[Dataset entries]
******************************
PR #310, opened 2021-12-08
Added support for 2022 competition

mike-ferguson:
This PR adds the fields into evaluation.py and competition.py in order to enable competition database support.

### DIFF
--- a/brainscore/submission/configuration.py
+++ b/brainscore/submission/configuration.py
@@ -40,10 +40,11 @@ class SubmissionConfig(BaseConfig):
     Configuration properties for newly submitted models, which also have a submission entry in database.
     """
 
-    def __init__(self, model_type, user_id, jenkins_id, public, **kwargs):
+    def __init__(self, model_type, user_id, jenkins_id, public: bool, competition_submission: str, **kwargs):
         super(SubmissionConfig, self).__init__(jenkins_id=jenkins_id, **kwargs)
         self.submission = Submission.create(id=jenkins_id, submitter=user_id, timestamp=datetime.datetime.now(),
                                             model_type=model_type, status='running')
+        self.competition_submission = competition_submission
         self.public = public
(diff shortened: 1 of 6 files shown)


brainscore/submission/configuration.py
```diff
@@ -60,4 +61,6 @@ def object_decoder(config, work_dir, config_path, db_secret, jenkins_id):
         return SubmissionConfig(model_type=config['model_type'], user_id=config['user_id'], work_dir=work_dir,
                                 config_path=config_path,
                                 jenkins_id=jenkins_id, db_secret=db_secret,
-                                public=config['public'] == "True")
+                                public=config['public'] == "True",
+                                competition_submission=config['competition'] == "cosyne2022")
```
mschrimpf, line 65: I thought we were going to write the competition name, i.e. `"cosyne2022"` and not a bool?

brainscore/submission/evaluation.py
```diff
@@ -70,7 +70,8 @@ def run_evaluation(config_dir, work_dir, jenkins_id, db_secret, models=None,
                 for model_name in test_models:
                     model_entry, created = Model.get_or_create(name=model_name, owner=submission_entry.submitter,
                                                                defaults={'public': submission_config.public,
-                                                                         'submission': submission_entry})
+                                                                         'submission': submission_entry,
+                                                                         'competition': submission_config.competition_submission})
```
mschrimpf, line 74: if I understand the current flow right, this will write a bool rather than `"cosyne2022"`. I think we should write the name of the competition though

mschrimpf (changes requested):

mschrimpf (approved):
looks good to me, if tests pass

mschrimpf:
re-trigger, I think what happened was that this PR + #311 ran at the same time

PR #314, opened 2022-01-07
Added competition CharField to submission fields; added two tests; changed a fixture

mike-ferguson:
This PR adds support for the competition, allowing for the database to be written to with the correct competition field. Also adds two tests to confirm the competition field is set (both when it is cosyne2022 and None). Changes a fixture's field.


tests/test_submission/test_integration.py
```diff
@@ -44,6 +44,29 @@ def teardown_method(self):
...
+        config_dir = str(os.path.join(os.path.dirname(__file__), 'configs/'))
+        run_evaluation(config_dir, working_dir, 33, TestIntegration.database, models=['alexnet'],
+                       benchmarks=['dicarlo.MajajHong2015.IT-pls'])
+        model = Model.get()
+        assert model.competition == "cosyne2022"
+
+    def test_competition_field_none(self, tmpdir):
+        working_dir = str(tmpdir.mkdir('sub'))
+        config_dir = str(os.path.join(os.path.dirname(__file__), 'configs/'))
+        submission = Submission.create(id=33, submitter=1, timestamp=datetime.now(),
```
mschrimpf, line 58: isn't this submission changed to have the `competition` field set? https://github.com/brain-score/brain-score/pull/314/files#diff-5bb7cee62807d0b6b68c098d0ca440824cac9f167b7681d48f3055d009da48a8R91

tests/test_submission/test_integration.py
```diff
@@ -44,6 +44,29 @@ def teardown_method(self):
...
+                                       model_type='BaseModel', status='running')
+        model = Model.create(name='alexnet', owner=submission.submitter, public=False,
+                             submission=submission)
+        with open(f'{config_dir}submission_40.json', 'w') as rerun:
```
mschrimpf, line 62: probably not essential for this test, but it's confusing that at first the id is 33 and now 40

tests/test_submission/test_integration.py
```diff
@@ -44,6 +44,29 @@ def teardown_method(self):
...
+            rerun.write(f"""{{
+                "model_ids": [{model.id}], "user_id": 1, "competition": null}}""")
+        run_evaluation(config_dir, working_dir, 40, TestIntegration.database,
```
mschrimpf, line 65: as above, now using id 40 instead of 33. Maybe create another submission zip submission_40.zip, copied from submission_33?

mschrimpf (approved):

PR #328, opened 2022-06-03
rename image_id -> stimulus_id in I2n.target_distractor_scores

mschrimpf:


mschrimpf:
re-trigger tests after merging https://github.com/brain-score/brainio/pull/19

mschrimpf:
There is circularity in the merging order now:
* this PR depends on https://github.com/brain-score/model-tools/pull/62 because `tests.test_submission.test_integration.TestIntegration.test_rerun_evaluation` and `tests.test_submission.test_integration.TestIntegration.test_evaluation` fail due to model-tools using `get_image` (which is fixed in the model-tools PR)
* https://github.com/brain-score/model-tools/pull/62 fails because of fixes that should exist here
I'm thus going to merge this PR, and then re-trigger the model-tools PR.

PR #329, opened 2022-06-08
Bug in TestPrecomputed

jjpr-mit:
When I updated test_benchmarks.test___init__.TestPrecomputed.run_test to use from_files, it broke.


mschrimpf:
redundant with #328

PR #330, opened 2022-06-17
let ErrorConsistency Score output have center and error

mschrimpf:
Otherwise the submission evaluation fails because it wants to write `score.sel(aggregation='center')` to the database, see e.g. http://braintree.mit.edu:8080/job/run_benchmarks/2484/console

Choose std over condition and subject for error. The original paper did not have error estimates as far as I can tell


mike-ferguson (approved):

mschrimpf:
re-trigger due to weird segfault in unit test..
image

PR #344, opened 2022-10-18
fix PI name for Hermann2020 benchmarks

mschrimpf:
Brendel is not on the paper, last author is Kornblith (https://papers.nips.cc/paper/2020/hash/db5f9f42a7157abe65bb145000b5871a-Abstract.html)
image


mike-ferguson (approved):

mschrimpf:
openmind disk quota exceeded during jenkins test, re-triggering

PR #356, opened 2023-01-27
Jacob 2020 Behavioral Benchmarks: 3D Processing

mike-ferguson:
This PR will contain Jacob 2020 3D Processing Index benchmark:

Fundamentally, humans and models are performing different tasks in this benchmark. Models are passively viewing
a stimuli (and having those activations retrieved from IT), whereas humans performed a visual search task
in the papers listed below. The reasons for doing so are to replicate benchmark work done in Jacob et al 2020.

Following Jacob et al. 2020, we retrieve internal neural activity from the model (layer IT)
rather than having the model perform the same visual search task that humans were performing
in the behavioral experiment from which we take the behavioral data to compare against (below):


mschrimpf:
if the PR isn't ready yet, can you please mark it as a draft PR?

PR #359, opened 2023-03-09
use new jenkins_id instead of id for submissions

mike-ferguson:
Allows submission system to now write the newly updated `jenkins_id` column, as well as the auto-incrementing `id`. See https://github.com/brain-score/brain-score.web/pull/159 for more info


mschrimpf (changes requested):
The [database models specification](https://github.com/brain-score/brain-score/blob/1b8062558da7f904d9a10c718f6b534dd94a0f0d/brainscore/submission/models.py#L72-L73) also needs to be addressed. I'm hoping tests will catch this as well and fail.

mschrimpf (approved):

mschrimpf:
Some issue with Jenkins tests, but submissions are failing, so I'll merge this

PR #360, opened 2023-03-20
Islam2021

GaspTO:


GaspTO:
I think Travis is failing because it can't download the stimulus set due to lack of permissions? 
I don't think this is a problem of my code.
Maybe the way I submitted the stimulus set?
 @mschrimpf

mschrimpf:
Yes agree -- you can mark those tests as requiring private access using markers: https://github.com/brain-score/brain-score/tree/master/tests#markers
See here for an example: https://github.com/brain-score/brain-score/blob/9fbf4eda24d081c0ec7bc4d7b5572d8c13dc92d2/tests/test_benchmarks/test_freemanziemba2013.py#L8

mschrimpf:
There's a remaining error in `tests/test_stimuli.py:253`: `brainio.lookup.StimulusSetLookupError: 'Stimulus set neil.Islam2021 not found'`

mschrimpf:
I think that test also needs the private marker

mschrimpf:
I'll close and re-open this to re-trigger jenkins, looks like the job got lost

mschrimpf:
Some test failures that are unrelated to this PR. We're fixing these in #366, but please let us know if you prefer to have this PR merged more urgently @GaspTO.

GaspTO:
No worries. It's not urgent to have this PR merged.
Although, the tests seem to be passing now

PR #701, opened 2024-03-27

kvfairchild:
Plugin-only changes from brain-score.org submission. Generated via Jenkins job create_github_pr, build 177. Plugins added: models: [eSimCLR_lmda_01_2]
******************************
- [YOUR INSTRUCTIONS]:
Among the records, find all lines that include the string "submitter" and return them.

- [RESULT]:
         self.submission = Submission.create(id=jenkins_id, submitter=user_id, timestamp=datetime.datetime.now(),
                     model_entry, created = Model.get_or_create(name=model_name, owner=submission_entry.submitter,
+        submission = Submission.create(id=33, submitter=1, timestamp=datetime.now(),
+        model = Model.create(name='alexnet', owner=submission.submitter, public=False,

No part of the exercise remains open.